Now we enter another election year, and this is the question that looms over it: Has Virginia changed so much demographically, and have the parties realigned so much, that it’s now impossible for Republicans to win a statewide election in the state? Or, with Trump out of the White House, will the political temperature lower so much — and turnout with it — that Republicans can again be competitive? We won’t know the answer to that until November 2021 but this year’s election gave Republicans plenty to worry about. They saw Democratic margins swell in some of the biggest and fast-growing parts of the state. As recently as 2004, Loudoun County and Prince William County were voting Republican — by substantial margins, too. Now they’re voting Democratic by increasingly wider margins. George W. Bush took Loudoun County by 13,111 votes in 2004. Barack Obama won the county by 11,509 in 2008. Hillary Clinton expanded that margin to 30,846 four years ago. This year, Biden expanded it further to a 55,990 votes.

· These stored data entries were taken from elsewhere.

Issue #24270, opened 2025-04-19
`v new --web` creates `vweb` projects, not `veb`


JalonSolov:
### Describe the bug

Since `vweb` is deprecated, `v new --web` should not be creating `vweb` projects, only `veb` projects.

### Reproduction Steps

`v new --web` then respond to the prompts.

### Expected Behavior

A `veb` project is created.

### Current Behavior

A `vweb` project is created.

### Possible Solution

Someone who understands the differences between `vweb` and `veb` will need to update the templates `v new` uses.  It is far from a simple matter of changing all `import vweb` to `import veb`... if you do that, the code won't compile at all.

### V version

V 0.4.10 11e25bc

### Environment details (OS name and version, etc.)

Doesn't matter.  This is about the output of `v new --web`.

qibinlin:
I encountered the same problem.

emerikaji:
Is this assigned to anyone yet? I can work on migrating the web model to veb, unless there are specifics currently making this impossible.

JalonSolov:
All PRs are welcome.  I've assigned you @emerikaji - please feel free to make the necessary changes.

emerikaji:
@JalonSolov 

Things are going relatively smooth so far, but there is one catch.

In the original `vweb` project, the view calls on the controller externally, like so:

```v
// product_view
@['/products'; get]
pub fn (app &App) products(mut ctx Context) veb.Result {
    ...
	user := get_user(token)
    ...
}

// user_view_api
pub fn get_user(token string) !User {
    ...
	resp := http.fetch(url: 'http://localhost:8082/controller/user', header: header)!
    ...
}
```

This doesn't seem like an ideal way to do it, but I could have understood from the standpoint of showcasing how a view could access data from an external API.

However, this functionality doesn't work at all now that it's ported to `veb`. The controller routes work as expected when queried from the terminal, for instance; But it seems the `veb` server calling one of the routes it serves itself just blocks out functionality entirely. I can't get an error from the `http.fetch` either, as it never returns.

As I'm not familiar enough yet with the full code of `veb`, my current guess is that it's waiting for the current request (GET /products) to be done before executing the next request (GET /controller/user).

I'm perfectly fine rewriting the code structure to not feature such a call, but I want to check in with you in case this API design serves a specific purpose.

JalonSolov:
@spytheman what do you think?

spytheman:
imho just create a shim, that returns a fake user struct, without doing an additional http request.

[...]

PR #26745, opened 2026-03-17
vcreate: migrate vweb model to veb

emerikaji:
See issue #24270 for context.

This PR migrates the example project used as a demo for the `vweb` library into the `veb` library.

The structure has been slightly altered to follow more consistent web development standards, and align more closely with the code shown in the `vdoc`. However, functionality has been kept identical.

As a side note, it would perhaps be useful in the future to have a better system for the creation of such example projects, rather than pasting the full code into one file. For simplicity, this is fine for now.

### DIFF
--- a/cmd/tools/vcreate/project_model_web.v
+++ b/cmd/tools/vcreate/project_model_web.v
@@ -8,11 +8,12 @@ fn (mut c Create) set_web_project_files() {
 	// v source code
 
 	c.files << ProjectFiles{
-		path: os.join_path(base, "main.v")
+		path:    os.join_path(base, 'main.v')
 		content: "module main
 
 import veb
 import db.sqlite
+import os
 
 struct Context {
 	veb.Context
@@ -29,28 +30,30 @@ pub fn (app &App) index(mut ctx Context) veb.Result {
 }
 
 fn main() {
-	mut db := sqlite.connect('app.db')!
+	mut db := sqlite.connect(os.resource_abs_path('app.db'))!
 	sql db {
 		create table User
 		create table Product
 	}!
 	defer { db.close() or { panic(err) } }
 
-	mut app := &App{ db: db }
-	app.handle_static('static', true)!
+	mut app := &App{
+		db: db
+	}
+	app.handle_static(os.resource_abs_path('static'), true)!
 	veb.run[App, Context](mut app, 8082)
 }
 "
 	}
 	c.files << ProjectFiles{
-		path: os.join_path(base, "user_model.v")
+		path:    os.join_path(base, 'user_model.v')
 		content: "module main
 
 @[table: 'users']
 pub struct User {
-	mut:
-	id       int       @[primary; sql: serial]
-	username string    @[unique]
+mut:
+	id       int    @[primary; sql: serial]
+	username string @[unique]
 	password string
 	active   bool
 	products []Product @[fkey: 'user_id']
@@ -58,7 +61,7 @@ pub struct User {
 "
 	}
 	c.files << ProjectFiles{
-		path: os.join_path(base, "user_view.v")
+		path:    os.join_path(base, 'user_view.v')
 		content: "module main
 
 import veb
@@ -113,7 +116,7 @@ pub fn (app &App) controller_create_user(mut ctx Context) veb.Result {
 "
 	}
 	c.files << ProjectFiles{
-		path: os.join_path(base, "user_controller.v")
+		path:    os.join_path(base, 'user_controller.v')
 		content: "module main
 
 import crypto.bcrypt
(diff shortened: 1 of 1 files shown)


JalonSolov:
Close/re-open for CI.

JalonSolov:
Need to run `v fmt -w` on the files.

emerikaji:
> Need to run `v fmt -w` on the files.

`v fmt` seems to have some weirdly inconsistent behavior in this case.

It will sometimes pick single quotes, sometimes double quotes in the `content` field of the `ProjectFiles`, and swap all escaped quotation marks in the process.
It doesn't seem to be a matter of length (for instance, `products.css` gets changed despite its short length) or type of content, but maybe there's something I'm missing. This behavior was already visible on the original version.

Here's an example, this one is changed:
```vlang
c.files << ProjectFiles{
                path:    os.join_path(base, 'auth_controller.v')
                content: 'module main

import crypto.bcrypt
import crypto.hmac
import encoding.base64
import crypto.sha256
import json

fn (app &App) do_auth(username string, password string) !string {
        users := sql app.db {
                select from User where username == username
        }!
        if users.len == 0 {
                return error(\'user not found\')
        }
        user := users.first()
        if !user.active {
                return error(\'user is not active\')
        }
        bcrypt.compare_hash_and_password(password.bytes(), user.password.bytes()) or {
                return error(\'Failed to auth user, \${err}\')
        }
        return make_token(user)
}

fn (app &App) verify_auth(token string) bool {
        if token == \'\' {
                return false
        }
        secret := \'SECRET_KEY\' // os.getenv(\'SECRET_KEY\')
        token_split := token.split(\'.\')
        signature_mirror := hmac.new(secret.bytes(), \'\${token_split[0]}.\${token_split[1]}\'.bytes(),
                sha256.sum, sha256.block_size).bytestr().bytes()
        signature_from_token := base64.url_decode(token_split[2])
        return hmac.equal(signature_from_token, signature_mirror)
}

fn (app &App) user_auth(token string) !int {
        if !app.verify_auth(token) {
                return error("Invalid token")
        }
        jwt_payload_stringify := base64.url_decode_str(token.split(\'.\')[1])
        jwt_payload := json.decode(JwtPayload, jwt_payload_stringify) or {
                return err
        }
        return jwt_payload.sub.int()
}
'
```

While this one is not:

```vlang
c.files << ProjectFiles{
                path:    os.join_path(base, 'user_controller.v')
                content: "module main

import crypto.bcrypt

fn (app &App) add_user(username string, password string) ! {
        hashed_password := bcrypt.generate_from_password(password.bytes(), bcrypt.min_cost)!
        user_model := User{
                username: username
                password: hashed_password
                active: true
        }
        sql app.db {
                insert user_model into User
        }!
}

fn (app &App) get_users() ![]User {
        return sql app.db {
                select from User
        }!
}

fn (app &App) get_user(id int) !User {
        results := sql app.db {
                select from User where id == id
        }!
        if results.len == 0 {
                return error('no results')
        }
        return results[0]
}
"
```

JalonSolov:
That first example does look odd.

`v fmt` is supposed to examine strings, and if they have `"` in them, change the outer set to `'`, or if they have `'` in them, change the outer set to `"`.

It should not create strings with `'` as the outer set, then `\'` inside the string.  The `\$` bits are correct regardless of outer quotes.

Can you manually modify the first example to have `"` as the outer set, and remove all `\` inside the string unless it is before `$`?  And if you do, does it still change things?

emerikaji:
That's actually what I did prior to running `v fmt` again and sending the examples in question. I ran it once using `v fmt -w`, noticed the quotation mark swaps, corrected them, and ran it again without overwrite this time to check if it behaved in the same way, which it did.

My current assessment is that the clause dictating, if there are `"` in the string then use `'` as the outer, takes priority over the other clause. I believe this is the case as `v fmt` defaults to `'` when no quotation marks are used in the string. This isn't bad behavior, but there should definitely be a way for `v fmt` to check if there are more `'` or `"` in a given string and choose the outer accordingly to avoid such cases.

I will be pushing the changes soon. This was my fault as this first example had a string with double quotes whereas `v fmt` employs single quotes.

As a side note, would it be of help if I developed a simple `v` app/script to convert a `v` project into a model file like this one?

JalonSolov:
That's basically what `v create` does... build a project from model files.  Those files just happen to be strings in the code.

One change you could make is to extract those strings into separate files (each template project as a separate subdir, perhaps), and use `$embed_file()` to make them part of the final executable.

That way, you could format them once, then not have to worry about them again, unless the template files themselves change.

JalonSolov:
Merging what's here... can always do a new PR for changes.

Republicans increased their margins in rural Virginia but trading Loudoun County for Lee County is not an even trade. Republicans need a candidate who can reclaim a big chunk of those suburban voters. Do Virginia Republicans have it in them to make that kind of course correction? This is, after all, a party that nominated Corey Stewart for the U.S. Senate in 2018 and, if the choice were made right now, might well nominate Amanda Chase for governor. (Yes, the same Amanda Chase who appeared with the two men who now face weapons charge after showing up outside a vote counting center in Philadelphia.). Republicans are delusional if they think Chase is their ticket back to the governorship. It’s even unclear whether a more conventional candidate — such as former House Speaker Kirk Cox — can win back what has been lost, but he’d certainly be an easier sell. The prospect of a Chase nomination actually gives Democrats more license to move further left; a Cox nomination might — might — induce a little more caution. That raises another question: Hubris has brought down many. Will Virginia Democrats now think they are bullet-proof?

3. Will Virginia voters continue to embrace early voting once the pandemic has passed? This was the first year that Virginia had “no excuses” early voting — and that voting began before almost every other state in the nation. Virginians enthusiastically exercised that option (Democrats more enthusiastically than Republicans). Statewide, 64% of the ballots were cast absentee — either by showing up early as the registrar’s office or by a traditional absentee ballot sent through the mail. In some places, the figure was higher. In Roanoke, 65% of the ballots were cast some way other than on election day. In Arlington, the figure was nearly 82.5%. Americans love convenience and being able to vote early is certainly convenient. Now here’s a little-noticed consequence: Because those votes are tabulated in a “central absentee precinct,” we’ll never be able to tell which parts of town voted which way. Future candidates for city council will never be able to analyze election returns and conclude they need to concentrate on this precinct or that precinct. Instead, they’ll have to guess — or campaign everywhere. How might that change things?